Work instruction: Present an exact copy of each line below.
┌─ Records
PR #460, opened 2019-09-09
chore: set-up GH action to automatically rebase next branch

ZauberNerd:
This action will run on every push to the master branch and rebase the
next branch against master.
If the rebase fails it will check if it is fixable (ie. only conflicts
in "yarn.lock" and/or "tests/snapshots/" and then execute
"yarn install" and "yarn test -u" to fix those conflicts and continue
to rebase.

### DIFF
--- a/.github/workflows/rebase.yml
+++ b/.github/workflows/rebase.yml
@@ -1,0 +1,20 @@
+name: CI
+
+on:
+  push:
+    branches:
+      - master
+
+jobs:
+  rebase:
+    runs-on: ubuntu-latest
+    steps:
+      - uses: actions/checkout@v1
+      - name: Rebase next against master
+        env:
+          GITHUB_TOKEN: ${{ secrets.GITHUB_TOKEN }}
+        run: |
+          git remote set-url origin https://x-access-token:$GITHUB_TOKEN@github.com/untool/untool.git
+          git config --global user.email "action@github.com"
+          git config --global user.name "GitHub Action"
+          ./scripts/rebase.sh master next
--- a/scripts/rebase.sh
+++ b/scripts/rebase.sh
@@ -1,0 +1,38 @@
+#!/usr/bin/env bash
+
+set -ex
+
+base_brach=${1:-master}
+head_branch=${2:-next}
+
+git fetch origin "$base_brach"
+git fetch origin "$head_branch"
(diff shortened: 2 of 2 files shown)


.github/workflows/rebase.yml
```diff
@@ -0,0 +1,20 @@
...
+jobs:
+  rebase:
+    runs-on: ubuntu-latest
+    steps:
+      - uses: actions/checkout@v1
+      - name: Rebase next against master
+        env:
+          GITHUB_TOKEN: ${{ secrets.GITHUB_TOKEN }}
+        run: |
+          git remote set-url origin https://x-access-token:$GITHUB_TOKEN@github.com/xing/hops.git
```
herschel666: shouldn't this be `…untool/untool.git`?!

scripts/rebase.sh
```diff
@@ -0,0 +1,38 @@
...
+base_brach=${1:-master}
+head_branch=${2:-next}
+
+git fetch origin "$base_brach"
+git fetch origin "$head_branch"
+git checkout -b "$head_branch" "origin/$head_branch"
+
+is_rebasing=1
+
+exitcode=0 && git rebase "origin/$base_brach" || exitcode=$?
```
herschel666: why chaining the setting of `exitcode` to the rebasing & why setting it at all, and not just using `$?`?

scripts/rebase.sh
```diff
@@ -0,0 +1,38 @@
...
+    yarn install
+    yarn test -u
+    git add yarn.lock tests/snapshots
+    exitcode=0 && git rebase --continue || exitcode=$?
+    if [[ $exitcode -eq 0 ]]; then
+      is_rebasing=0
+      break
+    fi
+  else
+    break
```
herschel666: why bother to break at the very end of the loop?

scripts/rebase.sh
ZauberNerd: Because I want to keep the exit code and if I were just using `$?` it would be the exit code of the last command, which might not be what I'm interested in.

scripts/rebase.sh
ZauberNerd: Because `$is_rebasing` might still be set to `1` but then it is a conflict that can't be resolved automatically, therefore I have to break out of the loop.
└─
Your solution:
PR #460, opened 2019-09-09
chore: set-up GH action to automatically rebase next branch

ZauberNerd:
This action will run on every push to the master branch and rebase the
next branch against master.
If the rebase fails it will check if it is fixable (ie. only conflicts
in "yarn.lock" and/or "tests/snapshots/" and then execute
"yarn install" and "yarn test -u" to fix those conflicts and continue
to rebase.

### DIFF
--- a/.github/workflows/rebase.yml
+++ b/.github/workflows/rebase.yml
@@ -1,0 +1,20 @@
+name: CI
+
+on:
+  push:
+    branches:
+      - master
+
+jobs:
+  rebase:
+    runs-on: ubuntu-latest
+    steps:
+      - uses: actions/checkout@v1
+      - name: Rebase next against master
+        env:
+          GITHUB_TOKEN: ${{ secrets.GITHUB_TOKEN }}
+        run: |
+          git remote set-url origin https://x-access-token:$GITHUB_TOKEN@github.com/untool/untool.git
+          git config --global user.email "action@github.com"
+          git config --global user.name "GitHub Action"
+          ./scripts/rebase.sh master next
--- a/scripts/rebase.sh
+++ b/scripts/rebase.sh
@@ -1,0 +1,38 @@
+#!/usr/bin/env bash
+
+set -ex
+
+base_brach=${1:-master}
+head_branch=${2:-next}
+
+git fetch origin "$base_brach"
+git fetch origin "$head_branch"
(diff shortened: 2 of 2 files shown)


.github/workflows/rebase.yml
```diff
@@ -0,0 +1,20 @@
...
+jobs:
+  rebase:
+    runs-on: ubuntu-latest
+    steps:
+      - uses: actions/checkout@v1
+      - name: Rebase next against master
+        env:
+          GITHUB_TOKEN: ${{ secrets.GITHUB_TOKEN }}
+        run: |
+          git remote set-url origin https://x-access-token:$GITHUB_TOKEN@github.com/xing/hops.git
```
herschel666: shouldn't this be `…untool/untool.git`?!

scripts/rebase.sh
```diff
@@ -0,0 +1,38 @@
...
+base_brach=${1:-master}
+head_branch=${2:-next}
+
+git fetch origin "$base_brach"
+git fetch origin "$head_branch"
+git checkout -b "$head_branch" "origin/$head_branch"
+
+is_rebasing=1
+
+exitcode=0 && git rebase "origin/$base_brach" || exitcode=$?
```
herschel666: why chaining the setting of `exitcode` to the rebasing & why setting it at all, and not just using `$?`?

scripts/rebase.sh
```diff
@@ -0,0 +1,38 @@
...
+    yarn install
+    yarn test -u
+    git add yarn.lock tests/snapshots
+    exitcode=0 && git rebase --continue || exitcode=$?
+    if [[ $exitcode -eq 0 ]]; then
+      is_rebasing=0
+      break
+    fi
+  else
+    break
```
herschel666: why bother to break at the very end of the loop?

scripts/rebase.sh
ZauberNerd: Because I want to keep the exit code and if I were just using `$?` it would be the exit code of the last command, which might not be what I'm interested in.

scripts/rebase.sh
ZauberNerd: Because `$is_rebasing` might still be set to `1` but then it is a conflict that can't be resolved automatically, therefore I have to break out of the loop.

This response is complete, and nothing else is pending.